:: Action item ::
From the first line of the records through the line containing "internal static readonly int Rc_OverlayNotInScene", retype every line exactly and nothing else.

* * * *

PR #327, opened 2024-10-03
[REG-2063] Enable running unity with -rgsequencepath startup option

RG-nAmKcAz:
- Adds -rgsequencepath command line option
  - This allows you to start Unity , automatically run an RG bot sequence, and then exit the unity runtime
  - Also supports -rgsequencetimeout option to put a number of seconds limit on your runtime before it closes Unity and reports a failure
  - Supports RC=0 for successful run and RC=1 for timeout failure and RC=# for various arg parsing errors
- Fixes some cases for -batchmode where keyboard and mouse devices needed to handle being null, and/or needed a virtual keyboard device registered to function correctly 

Usage samples

- Run the game with the full on screen graphics
  - Supports ALL of our SDK features
  - `./com.unity.multiplayer.samples.coop.exe -rgsequencepath "Assets/RegressionGames/Resources/BotSequences/TypeADF.json" -rgsequencetimeout 7`

- Run the game without rendering
  - Does NOT support anything involving graphics including (screenshots, anything CV related)
  - `./com.unity.multiplayer.samples.coop.exe -batchmode -logFile C:/Users/zack/bossroom_build/headless.log -rgsequencepath "Assets/RegressionGames/Resources/BotSequences/TypeADF.json"`

---

### DIFF
--- a/src/gg.regression.unity.bots/Runtime/Scripts/RGHeadlessSequenceRunner.cs
+++ b/src/gg.regression.unity.bots/Runtime/Scripts/RGHeadlessSequenceRunner.cs
@@ -21,7 +21,7 @@ namespace RegressionGames
         internal static readonly int Rc_OverlayNotInScene = 3;
         internal static readonly int Rc_SequenceLoadFailure = 4;
 
-        internal static readonly string CommandLineArgument = "-rgSequencePath";
+        internal static readonly string CommandLineArgument = "-rgsequencepath";
 
         [RuntimeInitializeOnLoadMethod(RuntimeInitializeLoadType.AfterSceneLoad)]
         public static void Initialize()
--- a/src/gg.regression.unity.bots/Runtime/Scripts/RGHeadlessSequenceRunner.cs
+++ b/src/gg.regression.unity.bots/Runtime/Scripts/RGHeadlessSequenceRunner.cs
@@ -1,9 +1,12 @@
 ﻿using System;
 using System.Collections;
+using System.Linq;
+using System.Reflection;
 using RegressionGames.StateRecorder.BotSegments;
 using RegressionGames.StateRecorder.BotSegments.Models;
 using RegressionGames.Types;
 using UnityEngine;
+using UnityEngine.InputSystem;
 using Object = UnityEngine.Object;
 
 // ReSharper disable InconsistentNaming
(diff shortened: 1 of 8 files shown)


src/gg.regression.unity.bots/Runtime/Scripts/RGHeadlessSequenceRunner.cs
```diff
@@ -0,0 +1,255 @@
...
+        internal static readonly int Rc_SequenceTimeoutNotInt = 7;
+
+        internal static readonly string SequencePathArgument = "-rgsequencepath";
+        internal static readonly string SequenceTimeoutArgument = "-rgsequencetimeout";
+
+        [RuntimeInitializeOnLoadMethod(RuntimeInitializeLoadType.BeforeSplashScreen)]
+        public static void FirstLoadChecks()
+        {
+            // do this here to fail fast on bad args
+            ParsePathArgument();
```
batu, line 34: Good stuff.

src/gg.regression.unity.bots/Runtime/Scripts/RGHeadlessSequenceRunner.cs
```diff
@@ -0,0 +1,255 @@
...
+        [RuntimeInitializeOnLoadMethod(RuntimeInitializeLoadType.AfterSceneLoad)]
+        public static void Initialize()
+        {
+            var resourcePath = ParsePathArgument();
+            if (resourcePath != null)
+            {
+                BotSegmentsPlaybackController playbackController = Object.FindObjectOfType<BotSegmentsPlaybackController>();
+                if (playbackController == null)
+                {
+                    RGDebug.LogError($"RGOverlay must be in the first scene loaded for your game to utilize {SequencePathArgument} command line argument");
```
batu, line 47: Do we see this in the console when running in headless mode? If not, I think we should definitely make a note in docs to point people to the correct log file to debug sudden closure of their app

src/gg.regression.unity.bots/Runtime/Scripts/RGHeadlessSequenceRunner.cs
```diff
@@ -0,0 +1,255 @@
...
+                    Application.Quit(Rc_OverlayNotInScene);
+                }
+
+                playbackController.gameObject.AddComponent<RGHeadlessSequenceRunnerBehaviour>();
+
+                //ensure a keyboard exists for the input playback
+                if (IsBatchMode())
+                {
+                    var currentKeyboard = Keyboard.current;
```
batu, line 56: If they already have a keyboard would we also need to attempt to set flags?

batu (approved):
This looks good! Added a few questions for my comprehension

src/gg.regression.unity.bots/Runtime/Scripts/RGHeadlessSequenceRunner.cs
RG-nAmKcAz: We definitely do not today as we don't create a virtual keyboard for our runs outside of this headless environment.

It's a good philosophical discussion we should experiment with though in the future

src/gg.regression.unity.bots/Runtime/Scripts/RGHeadlessSequenceRunner.cs
RG-nAmKcAz: In console mode you get no STDOUT from Unity.  Everything is put into the -logfile path you specify, or defaults to the player.log file if not running in -batchmode

That said, I'm not very interested in re-documenting how Unity works for users 👎 

We absolutely should/will document that this feature exists once we've had a cycle or two of testing on it, 
https://linear.app/regression-games/issue/REG-2074/document-rgsequencepath-command-line-options

vontell (approved):
Nice! No additional comments from my side. I wonder if we want to add some tests, although in this case I don't really mind since this was mostly just to make sure things can work in headless mode, I imagine the testing around the remote execution of a sequence will be time better spent.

* * * *

:: Problem solution ::
PR #327, opened 2024-10-03
[REG-2063] Enable running unity with -rgsequencepath startup option

RG-nAmKcAz:
- Adds -rgsequencepath command line option
  - This allows you to start Unity , automatically run an RG bot sequence, and then exit the unity runtime
  - Also supports -rgsequencetimeout option to put a number of seconds limit on your runtime before it closes Unity and reports a failure
  - Supports RC=0 for successful run and RC=1 for timeout failure and RC=# for various arg parsing errors
- Fixes some cases for -batchmode where keyboard and mouse devices needed to handle being null, and/or needed a virtual keyboard device registered to function correctly 

Usage samples

- Run the game with the full on screen graphics
  - Supports ALL of our SDK features
  - `./com.unity.multiplayer.samples.coop.exe -rgsequencepath "Assets/RegressionGames/Resources/BotSequences/TypeADF.json" -rgsequencetimeout 7`

- Run the game without rendering
  - Does NOT support anything involving graphics including (screenshots, anything CV related)
  - `./com.unity.multiplayer.samples.coop.exe -batchmode -logFile C:/Users/zack/bossroom_build/headless.log -rgsequencepath "Assets/RegressionGames/Resources/BotSequences/TypeADF.json"`

---

### DIFF
--- a/src/gg.regression.unity.bots/Runtime/Scripts/RGHeadlessSequenceRunner.cs
+++ b/src/gg.regression.unity.bots/Runtime/Scripts/RGHeadlessSequenceRunner.cs
@@ -21,7 +21,7 @@ namespace RegressionGames
         internal static readonly int Rc_OverlayNotInScene = 3;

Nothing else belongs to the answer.